Question

If 4 g of $ NaOH $ dissolves in 36 g of H20, calculate the mole fraction of each component in the solution. Also, determine the molarity of solution (specific gravity of solution is 1 g $ mL^{-1} $ ).

Answer 1

Hint :Initially you must be aware of the term’s mole, mole fraction and molarity. From the definition you'll be able to find the mole fraction as its formula is hidden in the definition part.

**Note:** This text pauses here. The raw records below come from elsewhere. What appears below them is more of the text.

Issue #1258, opened 2019-02-13
Latex Labels example is broken


Aypac:
There is an example of python syntax of labeling [here](https://plot.ly/python/LaTeX/). However, the latex is not rendered correctly:

![image](https://user-images.githubusercontent.com/10585956/52699295-b83a0500-2f75-11e9-9603-71b0bce14feb.png)

This relates to these file: https://github.com/plotly/documentation/tree/source-design-merge/_posts/python/style/latex

priyatharsan:
the rendering issue is due to a bug in plotly.js: https://github.com/plotly/plotly.js/issues/559, https://github.com/plotly/plotly.js/issues/3290 and not the documentation.

PR #1266, opened 2019-02-18
updated python latex doc

priyatharsan:
The plot may not render properly in FF due to this issue: https://github.com/plotly/plotly.js/issues/3290
and the hover label issue: https://github.com/plotly/plotly.js/issues/559

screenshot 8


michaelbabyn:
@priyatharsan, the code formatting looks better here than it did before the update but this PR doesn't really close #1258. Can you edit the first comment in this PR to remove the "closes 1258" reference and then manually close 1258 by citing that these are plotly.js bugs not documentation issues.

:dancer: for the PR though it's definitely an improvement

priyatharsan:
yeah that makes sense. Thanks for the review @michaelbabyn

PR #1269, opened 2019-02-26
Fix code indentation

clarkwinkelmann:
I just noticed this while browsing the docs.

I've updated the code but will clone and run jekyll shortly to check if it compiles.

EDIT: after waiting so long for the clone and forgetting about it, I finally tested my fix locally. There are many liquid syntax errors in the console but they are also there on the source branch and don't seem related to my fix.


michaelbabyn:
Thanks for the fix @clarkwinkelmann !

PR #1277, opened 2019-03-11
adding pardot tag

jdamiba:
addresses https://github.com/plotly/streambed/issues/12579


VeraZab:
should probably go to Google Tag Manager

PR #1283, opened 2019-03-22
Add bar plot

divyachandran-ds:


cldougl:
@divyachandran-ds we'll want to keep the gemfile.lock but it shouldn't need to be changed for this pr :)

PR #1312, opened 2019-04-20
Correction required in array slicing for frq & Y

ayulockin:
`frq = frq[range(n/2)]` and `Y = Y[range(n/2)]` showed `TypeError` with the following message:
`'float' object cannot be interpreted as an integer`. 
Since `150/2 = 75.0` which is a float and slicing require integer as index. Thus made relevant changes in `line 27 and 30`.


nicolaskruchten:
Thanks!

PR #1324, opened 2019-04-26
Algolia version

cldougl:


nicolaskruchten:
@michaelbabyn this is resolved by some recent work you did right? If so, please close :)

PR #1329, opened 2019-05-02
Waterfall-Python

Mahdis-z:


Mahdis-z:
> Almost there but what I meant by section headers was just a title for each graph in a markdown cell like in [this example](https://github.com/plotly/documentation/blob/source-design-merge/_posts/python/basic/bubble/bubble.ipynb). We only need the version check and new to plotly cells once at the beginning of the document. After fixing that and re-running the publisher cell this should be good to go.

Ah, ok right!!

michaelbabyn:
The section headers are good now so the navigation side bar is properly filled out but I'm seeing the publisher cell in the doc
waterfall-docs-publisher-file
When we publish a ipynb file every cell except the last two are rendered into the html doc. In this case I think there is an extra publisher cell so that one of them is making it into the html file.

Mahdis-z:
> The section headers are good now so the navigation side bar is properly filled out but I'm seeing the publisher cell in the doc
> waterfall-docs-publisher-file
> When we publish an ipynb file every cell except the last two are rendered into the html doc. In this case I think there is an extra publisher cell so that one of them is making it into the html file.

Done done!

michaelbabyn:
Thanks for the changes @Mahdis-z ! This looks good to me. One thing I should note about these docs is to try and use consistent coding style throughout the examples. Generally we conform to [pep 8](https://www.python.org/dev/peps/pep-0008/#pet-peeves) with respect to how much space we put around `=` in various situations although I know this can be difficult working from within an ipynb.

Mahdis-z:
> Thanks for the changes @Mahdis-z ! This looks good to me. One thing I should note about these docs is to try and use consistent coding style throughout the examples. Generally we conform to [pep 8](https://www.python.org/dev/peps/pep-0008/#pet-peeves) with respect to how much space we put around `=` in various situations although I know this can be difficult working from within an ipynb.

Hmmm I see, okay there we go!!

nicolaskruchten:
Neat thing about the Jupytext doc flow: we can autoformat our notebook code at generation-time!

michaelbabyn:
This looks good to me @Mahdis-z :dancer:

PR #1339, opened 2019-05-18
remove b tags

nicolaskruchten:
These `<b>` tags are showing up in the actual page output and should be removed. I've already patched the production docs in ed52707af818cd9b9b8975d97025adda54c0a043


michaelbabyn:
:dancer:

PR #252, opened 2018-07-24
TE-677 ESlint empty line

Jonnygwi:
[Related YouTrack issue](https://youtrack.lodgify.net/issue/TE-677)

Adds the ESlint config to enforce empty lines after variable definitions and runs `npm run lint:js:fix`

[Rule](https://eslint.org/docs/rules/newline-after-var#require-or-disallow-an-empty-line-after-variable-declarations-newline-after-var)


marcdavi-es:
Oh wow - I thought we were already using https://www.npmjs.com/package/eslint-config-lodgify

Workflow should be:
1. implement `eslint-config-lodgify` in this project
1. suggest rules as PRs into that repo.

PR #259, opened 2018-07-31
TE-721 Icon name mapping

Jonnygwi:
[Related YouTrack issue](https://youtrack.lodgify.net/issue/TE-721)

Add and expose icon name mapping


src/components/elements/Icon/constants.js
```diff
@@ -0,0 +1,103 @@
...
+  SQUARE: 'square',
+  SUN: 'sun',
+  TRAIN: 'train',
+  TWITTER: 'twitter',
+  USERS: 'users',
+  WHEELCHAIR: 'wheelchair',
+  YOUTUBE: 'youtube',
+};
+
+export const ICON_NAMES_LIST = [
```
marcdavi-es: This is asking for duplication and inconsistency problems.

Do this programatically...

```js
export const ICON_NAMES_LIST = Object.values(ICON_NAMES);
```

src/components/inputs/Dropdown/component.spec.js
```diff
@@ -40,7 +40,8 @@ describe('<Dropdown />', () => {
       const wrapper = getSemanticDropdown();
       expectComponentToHaveProps(wrapper, {
         defaultValue: null,
-        icon: <Icon name="caret down" />,
+        icon: <Icon name={ICON_NAMES.CARET_DOWN} />,
+        icon: <Icon name={ICON_NAMES.CARET_DOWN} />,
```
stephenkr: I think you can remove the extra item here.

PR #260, opened 2018-08-01
TE-716 Add extra icon paths

Jonnygwi:
[Related YouTrack issue](https://youtrack.lodgify.net/issue/TE-716)

Adds paths for, port, underground, wifi, credit card, no children, parking, cooking, entertainment, heating and laundry

kapture 2018-08-01 at 14 43 42


src/components/elements/Icon/Readme.md
```diff
@@ -84,24 +84,43 @@ Library icons
 <Divider />
 <Icon labelText="coffee" name="coffee" />
 <Divider />
+<Icon labelText="cooking" name="cooking" />
```
stephenkr: I think you can make this into a loop and get the icons from the constants file.

stephenkr: Although its probably better to write each icon since this will be documented and can be a useful reference for a reader.

PR #270, opened 2018-08-10
TE-798: Add width as a prop for GridColumn

stephenkr:
[Related YouTrack issue](https://youtrack.lodgify.net/issue/TE-798)

Adds width as a prop for GridColumn

### DIFF
--- a/src/components/layout/GridColumn/component.js
+++ b/src/components/layout/GridColumn/component.js
@@ -16,9 +16,12 @@ Component.displayName = 'GridColumn';
 
 Component.defaultProps = {
   verticalAlignContent: 'top',
+  width: 12,
 };
 
 Component.propTypes = {
   /** Vertically align the content of the column to the bottom, middle or top. */
   verticalAlignContent: PropTypes.oneOf(['bottom', 'middle', 'top']),
+  /** The width of the column */
+  width: PropTypes.number,
 };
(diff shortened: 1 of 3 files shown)


src/components/layout/GridColumn/component.js
```diff
@@ -16,9 +16,12 @@ Component.displayName = 'GridColumn';
...
 Component.defaultProps = {
   verticalAlignContent: 'top',
+  width: 12,
 };
 
 Component.propTypes = {
   /** Vertically align the content of the column to the bottom, middle or top. */
   verticalAlignContent: PropTypes.oneOf(['bottom', 'middle', 'top']),
+  /** The width of the column */
+  width: PropTypes.number,
```
marcdavi-es: Use `PropTypes.oneOf` 

We only want to allow numbers `1` to `12`

src/components/layout/GridColumn/component.spec.js
```diff
@@ -24,6 +24,7 @@ describe('<GridColumn />', () => {
 
       expectComponentToHaveProps(wrapper, {
         verticalAlign: expect.any(String),
+        width: expect.any(Number),
```
marcdavi-es: You can be specific, right? It should be `12` since that's the default prop value.

src/components/layout/GridColumn/component.js
stephenkr: Will do.

src/components/layout/GridColumn/component.spec.js
stephenkr: Yep true.

PR #273, opened 2018-08-17
TE-839 Expose strings props on `Contact`

marcdavi-es:
[Related YouTrack issue](https://youtrack.lodgify.net/issue/TE-839)

Exposes strings props on `Contact`.

### Any other notes

Please review this carefully as the agreed solution will be followed across all components.

I considered two approaches for exposing strings props...

1. Expose a single `strings` prop, being an object containing each of the necessary strings; and
1. Expose a single prop for each of the necessary strings.

I opted for 2., for the following reasons...

- Flat string props are great for rerendering on update. There are no complications associated with object identity.
- It makes use of the top level React `defaultProps` API with no intermediate steps. This is great both for simplicity of code and for props documentation in Styleguidist. 
- It is the simplest solution, requiring the minimum change.

One contentious point is the isolation of default strings as a module at `src/utils/default-strings`. This is good for the code - we avoid duplication and spelling mistakes - but it looks a bit wonky in the documentation... 

screen shot 2018-08-17 at 12 23 34

I'm comfortable with the trade off. Considering our primary audience for the documentation is developers, I think the UPPERCASED identifiers are easily understood as constants.

I am merging this without review in order to unblock myself on [TE-833](https://youtrack.lodgify.net/issue/TE-833) but I am open to comments and amendments.

### DIFF
--- a/src/components/collections/Form/utils/getFormChild.js
+++ b/src/components/collections/Form/utils/getFormChild.js
@@ -18,7 +18,7 @@ export const getFormChild = (child, parent) => {
   if (child.type === Form.Group) {
     return React.cloneElement(child, {
       children: Children.map(child.props.children, nestedChild =>
-        getClonedInput(nestedChild, parent)
+        getFormChild(nestedChild, parent)
       ),
       widths: 'equal',
     });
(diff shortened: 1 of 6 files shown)


Jonnygwi:
Nice

PR #282, opened 2018-08-21
TE-890: Expose string props for Promotion

stephenkr:
[Related YouTrack issue](https://youtrack.lodgify.net/issue/TE-890)

Expose the string props for `Promotion`

__Preview__
screen shot 2018-08-21 at 15 56 12

__:hover__
screen shot 2018-08-21 at 15 56 08


src/components/general-widgets/Promotion/component.js
```diff
@@ -96,8 +109,14 @@ Component.propTypes = {
   backgroundImage: PropTypes.string.isRequired,
   /** The discount amount to be displayed */
   discountAmount: PropTypes.string.isRequired,
+  /** The above text for the discount amount  */
```
Jonnygwi: What does the above text mean?

stephenkr: Since you have asked i'll need to rethink this comment.

The text that is defined here will appear above the discount amount, normally it is `Save up too` and then the amount is shown.

Since it is not a header, i didn't want to call it `headingText`, since it will exist in a paragraph tag, so I tried to be as descriptive as I could.

I suppose i can rename the comment to be: `The label text to show above the discount amount`, what do you think @Jonnygwi?

Jonnygwi: Maybe a slight reorder makes it sound more natural -> `/** The text to display above the discount amount. */`

stephenkr: Yep looks clean, i'll update the comment

PR #283, opened 2018-08-21
TE-891: Expose string props for PropertyPictures

stephenkr:
[Related YouTrack issue](https://youtrack.lodgify.net/issue/TE-891)

Expose the string props for `PropertyPictures`

__Preview__
screen shot 2018-08-21 at 16 23 38


stephenkr:
@Jonnygwi Just thinking, but do you think the `propertyPictures` prefix on the string props is a bit unnecessary?

What if we just have `headingText` and `linkText` for the string props? I think it looks cleaner.

Jonnygwi:
It's not a bad idea. I think `headingText` is fine as `PropertyPictures` is already in context

PR #290, opened 2018-08-27
TE-921: Remove default strings from utility in OwnerLogin

stephenkr:
[Related YouTrack issue](https://youtrack.lodgify.net/issue/TE-921)

Removes default strings from forgot password utility in `OwnerLogin`


stephenkr:
doesnt appear to be needed, resolved in another PR

PR #298, opened 2018-08-28
TE-927:  expose string props for Rates

stephenkr:
[Related YouTrack issue](https://youtrack.lodgify.net/issue/TE-927)

Expose string props for `Rates`

__Preview__
screen shot 2018-08-28 at 14 12 28


src/components/property-page-widgets/Rates/component.js
```diff
@@ -115,6 +133,8 @@ Component.propTypes = {
   ).isRequired,
   /** The headings for each column of the table */
   rateHeadings: PropTypes.arrayOf(PropTypes.string).isRequired,
+  /** The heading text for the room type input */
+  roomTypeHeadingText: PropTypes.string,
```
marcdavi-es: This is more of a label than a heading, no?

I suggest `roomTypeInputLabel`

src/components/property-page-widgets/Rates/component.js
```diff
@@ -98,6 +114,8 @@ Component.propTypes = {
   onChangeCurrency: PropTypes.func,
   /** A function called when the room type value changes. */
   onChangeRoomType: PropTypes.func,
+  /** The text to display for the price per extra guest */
+  pricePerExtraText: PropTypes.string,
```
marcdavi-es: This creates inconsistency.

We have `rateCategories.costPerExtraGuest` already.

This should be `costPerExtraGuestLabel`

src/utils/default-strings/constants.js
```diff
@@ -48,4 +49,5 @@ export const TIME = 'Time';
 export const TIME_ZONE = 'Time Zone';
 export const USE_COUPON_CODE = 'Use the coupon code';
 export const VIEW_MORE = 'View more';
+export const VIEW_RATE_INFORMATION_FOR = 'View Rate Information for:';
```
Jonnygwi: This should not have the colon. That needs to be extracted out into a helper. `getStringWithColonSuffix` already exists.

src/components/property-page-widgets/Rates/component.js
stephenkr: I'll fix this.

src/components/property-page-widgets/Rates/utils/buildPricePerExtraGuestString.js
```diff
@@ -1,6 +1,7 @@
 /**
  * @param {String} cost
+ * @param {String} pricePerExtraText
  * @return {String}
  */
-export const buildPricePerExtraGuestString = cost =>
-  `${cost} / Price Per extra per.`;
+export const buildPricePerExtraGuestString = (cost, pricePerExtraText) =>
+  `${cost} / ${pricePerExtraText}`;
```
Jonnygwi: Do you mean to remove the full stop?

src/utils/default-strings/constants.js
stephenkr: Yep true, i'll rely on a util to append the colon

src/components/property-page-widgets/Rates/utils/buildPricePerExtraGuestString.js
stephenkr: I'll add it back.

Complete Step By Step Answer:
Given: Amount of $ NaOH $ is 4gm
Amount of Water is 36gm
Specific gravity is 1 g m/L
Formula used:
Mole fraction: $ {x_i} = \dfrac{{{n_i}}}{{{n_{{\text{total}}}}}} $
Molarity: $ m = \dfrac{{{n_{solute}}}}{{m{\;_{solvent}}\;}} = {\text{ }}\dfrac{{{m_{solute}}\;}}{{\left( {W{\;_{solute}}\; \times {\text{ }}m{\;_{solvent}}} \right)}} $
Calculation:
Mole fraction of $ {H_2}O $ = No. of moles of $ {H_2}O $ / Total No. of moles ( $ {H_2}O $ + $ NaOH $ )
No. of moles of $ {H_2}O $ = 36/18 = 2 moles
Number of moles $ NaOH = \dfrac{4}{{40}} = 0.1mole $
Total number of moles = 2+ 0.1 = 2.1
Mole fraction of $ {H_2}O = \dfrac{2}{{2.1}}{\text{ }} = {\text{ }}0.952 $
Mole fraction of $ NaOH = \dfrac{{0.1}}{{2.1}} = {\text{ }}0.048 $
Mass of solution= Mass of $ {H_2}O $ + Mass of $ NaOH $ = 36 + 4 = 40 g
Volume of solution $ = \dfrac{{40}}{1} = 40 $ L
 $ Molarity{\text{ }} = {\text{ }}\dfrac{{No.{\text{ }}of{\text{ }}moles{\text{ }}of{\text{ }}solute}}{{Volume{\text{ }}of{\text{ }}solution{\text{ }}}} = \dfrac{{0.1}}{{0.04L}} = {\text{ }}2.5M\; $

Note :
A mole of a substance or a mole of particles is described as it contains exactly $ 6.02214076 \times {10^{23}} $ particles, which may be atoms, molecules, ions, or electrons. The mole fraction or molar fraction is defined as a unit of the quantity of a constituent (expressed in moles), divided by the entire amount of all constituents in a mixture also expressed in moles. The Molarity is defined as the moles of a solute per litres of a solution. Molarity is additionally referred to as the ratio of the amount of mole and total solution.